__EXERCISE REQUIREMENTS__: Say how many lines in the records include the string "UMFPACK", adding no other words.

━━━ STUDY MATERIAL

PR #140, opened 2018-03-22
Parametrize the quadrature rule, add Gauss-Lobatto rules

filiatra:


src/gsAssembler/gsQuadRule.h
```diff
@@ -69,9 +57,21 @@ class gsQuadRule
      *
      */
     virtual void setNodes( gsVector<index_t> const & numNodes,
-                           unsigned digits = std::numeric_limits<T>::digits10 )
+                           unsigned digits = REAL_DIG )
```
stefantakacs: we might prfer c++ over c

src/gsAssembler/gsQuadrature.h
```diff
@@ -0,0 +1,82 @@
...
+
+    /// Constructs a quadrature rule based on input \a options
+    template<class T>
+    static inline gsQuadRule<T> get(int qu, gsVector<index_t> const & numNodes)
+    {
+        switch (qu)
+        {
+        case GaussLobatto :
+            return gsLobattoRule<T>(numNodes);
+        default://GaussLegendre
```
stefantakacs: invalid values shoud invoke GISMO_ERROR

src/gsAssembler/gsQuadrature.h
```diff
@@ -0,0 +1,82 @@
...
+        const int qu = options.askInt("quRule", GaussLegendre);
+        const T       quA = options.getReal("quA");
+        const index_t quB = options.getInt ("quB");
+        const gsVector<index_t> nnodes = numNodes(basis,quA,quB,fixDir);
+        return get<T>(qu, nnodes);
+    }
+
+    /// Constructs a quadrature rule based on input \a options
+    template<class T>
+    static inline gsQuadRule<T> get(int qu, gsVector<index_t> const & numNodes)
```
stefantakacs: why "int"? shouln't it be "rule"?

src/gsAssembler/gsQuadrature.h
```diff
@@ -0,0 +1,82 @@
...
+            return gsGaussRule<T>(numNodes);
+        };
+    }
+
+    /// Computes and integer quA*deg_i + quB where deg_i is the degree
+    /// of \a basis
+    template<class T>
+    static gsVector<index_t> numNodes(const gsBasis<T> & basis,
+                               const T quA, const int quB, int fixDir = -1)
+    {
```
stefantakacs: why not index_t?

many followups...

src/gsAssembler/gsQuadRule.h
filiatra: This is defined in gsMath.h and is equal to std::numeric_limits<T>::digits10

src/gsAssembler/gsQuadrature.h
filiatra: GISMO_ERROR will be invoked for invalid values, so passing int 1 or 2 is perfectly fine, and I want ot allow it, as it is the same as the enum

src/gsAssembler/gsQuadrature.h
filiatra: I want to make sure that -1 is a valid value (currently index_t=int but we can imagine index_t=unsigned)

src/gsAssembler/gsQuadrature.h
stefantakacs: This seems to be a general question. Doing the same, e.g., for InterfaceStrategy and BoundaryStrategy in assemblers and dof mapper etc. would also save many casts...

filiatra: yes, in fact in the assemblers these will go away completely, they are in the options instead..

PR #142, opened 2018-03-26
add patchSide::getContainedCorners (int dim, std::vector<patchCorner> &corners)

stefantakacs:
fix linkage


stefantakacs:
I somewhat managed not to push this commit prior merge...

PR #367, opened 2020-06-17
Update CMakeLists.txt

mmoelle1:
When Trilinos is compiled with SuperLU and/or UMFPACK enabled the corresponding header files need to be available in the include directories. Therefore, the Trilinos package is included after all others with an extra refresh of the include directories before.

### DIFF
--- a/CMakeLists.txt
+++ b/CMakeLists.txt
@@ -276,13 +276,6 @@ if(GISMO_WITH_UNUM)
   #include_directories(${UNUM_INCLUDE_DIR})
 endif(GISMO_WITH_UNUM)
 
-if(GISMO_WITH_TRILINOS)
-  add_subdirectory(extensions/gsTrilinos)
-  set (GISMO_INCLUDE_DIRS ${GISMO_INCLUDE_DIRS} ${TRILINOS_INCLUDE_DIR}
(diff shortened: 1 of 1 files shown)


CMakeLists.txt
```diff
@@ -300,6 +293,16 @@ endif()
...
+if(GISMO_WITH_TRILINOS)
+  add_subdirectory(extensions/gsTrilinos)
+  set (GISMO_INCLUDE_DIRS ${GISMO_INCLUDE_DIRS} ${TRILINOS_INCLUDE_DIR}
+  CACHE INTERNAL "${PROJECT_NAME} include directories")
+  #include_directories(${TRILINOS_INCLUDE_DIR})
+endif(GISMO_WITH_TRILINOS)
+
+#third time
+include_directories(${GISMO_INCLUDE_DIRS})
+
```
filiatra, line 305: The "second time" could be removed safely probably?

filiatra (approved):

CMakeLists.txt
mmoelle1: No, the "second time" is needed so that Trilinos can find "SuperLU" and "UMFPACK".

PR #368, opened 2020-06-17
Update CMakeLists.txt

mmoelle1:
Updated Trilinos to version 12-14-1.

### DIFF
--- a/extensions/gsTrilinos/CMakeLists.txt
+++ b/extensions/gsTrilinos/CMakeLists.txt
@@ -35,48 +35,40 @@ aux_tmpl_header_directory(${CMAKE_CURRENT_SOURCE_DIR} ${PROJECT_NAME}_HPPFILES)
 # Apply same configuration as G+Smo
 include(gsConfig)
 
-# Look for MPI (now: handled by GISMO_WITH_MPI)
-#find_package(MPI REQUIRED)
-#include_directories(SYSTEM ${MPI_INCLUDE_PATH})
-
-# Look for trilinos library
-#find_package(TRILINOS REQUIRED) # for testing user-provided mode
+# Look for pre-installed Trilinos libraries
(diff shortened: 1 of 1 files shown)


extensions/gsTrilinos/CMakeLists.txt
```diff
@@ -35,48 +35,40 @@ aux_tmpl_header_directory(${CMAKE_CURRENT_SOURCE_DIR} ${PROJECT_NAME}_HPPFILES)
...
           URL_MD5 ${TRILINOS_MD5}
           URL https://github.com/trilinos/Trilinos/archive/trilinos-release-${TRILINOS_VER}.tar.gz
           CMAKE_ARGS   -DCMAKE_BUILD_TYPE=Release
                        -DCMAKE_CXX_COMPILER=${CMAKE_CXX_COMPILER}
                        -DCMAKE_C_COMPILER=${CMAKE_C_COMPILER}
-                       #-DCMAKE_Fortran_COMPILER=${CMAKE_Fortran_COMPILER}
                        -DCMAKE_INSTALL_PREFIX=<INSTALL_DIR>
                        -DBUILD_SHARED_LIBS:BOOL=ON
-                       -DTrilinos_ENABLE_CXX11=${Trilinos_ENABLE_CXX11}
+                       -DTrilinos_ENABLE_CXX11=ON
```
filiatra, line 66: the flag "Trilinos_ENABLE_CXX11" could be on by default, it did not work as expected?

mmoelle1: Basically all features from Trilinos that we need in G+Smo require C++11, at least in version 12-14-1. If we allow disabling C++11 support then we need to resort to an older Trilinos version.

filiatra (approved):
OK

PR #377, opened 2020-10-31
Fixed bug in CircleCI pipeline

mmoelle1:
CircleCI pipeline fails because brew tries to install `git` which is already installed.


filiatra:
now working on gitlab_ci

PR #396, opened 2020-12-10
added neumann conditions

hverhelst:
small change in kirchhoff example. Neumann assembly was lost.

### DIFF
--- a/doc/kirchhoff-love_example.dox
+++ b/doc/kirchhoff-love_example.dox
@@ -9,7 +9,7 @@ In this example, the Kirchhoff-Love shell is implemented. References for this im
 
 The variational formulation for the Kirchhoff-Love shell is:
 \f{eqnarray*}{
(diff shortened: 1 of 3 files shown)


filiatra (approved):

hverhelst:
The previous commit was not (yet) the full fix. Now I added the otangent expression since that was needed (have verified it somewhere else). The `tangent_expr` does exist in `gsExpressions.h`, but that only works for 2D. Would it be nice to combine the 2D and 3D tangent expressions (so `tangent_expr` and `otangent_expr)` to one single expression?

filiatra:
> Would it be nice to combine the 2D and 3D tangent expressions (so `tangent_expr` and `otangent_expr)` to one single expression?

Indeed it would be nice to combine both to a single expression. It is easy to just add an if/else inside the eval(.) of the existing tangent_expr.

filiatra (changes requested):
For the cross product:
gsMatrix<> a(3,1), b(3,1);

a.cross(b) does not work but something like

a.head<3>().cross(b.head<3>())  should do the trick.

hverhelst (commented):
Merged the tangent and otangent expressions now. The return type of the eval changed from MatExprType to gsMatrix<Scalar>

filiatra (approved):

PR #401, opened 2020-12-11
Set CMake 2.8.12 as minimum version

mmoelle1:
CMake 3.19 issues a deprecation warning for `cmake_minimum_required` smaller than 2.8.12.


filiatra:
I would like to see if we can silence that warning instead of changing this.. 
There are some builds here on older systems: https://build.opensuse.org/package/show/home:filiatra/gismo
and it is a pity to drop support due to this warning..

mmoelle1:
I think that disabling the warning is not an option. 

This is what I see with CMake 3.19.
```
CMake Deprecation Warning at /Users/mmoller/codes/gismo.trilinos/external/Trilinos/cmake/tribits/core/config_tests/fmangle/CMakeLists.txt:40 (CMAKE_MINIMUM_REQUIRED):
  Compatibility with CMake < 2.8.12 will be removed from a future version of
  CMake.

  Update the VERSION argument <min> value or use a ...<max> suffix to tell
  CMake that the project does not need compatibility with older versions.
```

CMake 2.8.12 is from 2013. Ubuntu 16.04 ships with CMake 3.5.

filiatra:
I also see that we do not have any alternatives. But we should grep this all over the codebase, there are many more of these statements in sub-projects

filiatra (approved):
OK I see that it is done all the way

━━━━━━

__SOLUTION FOR THIS PROBLEM__: 2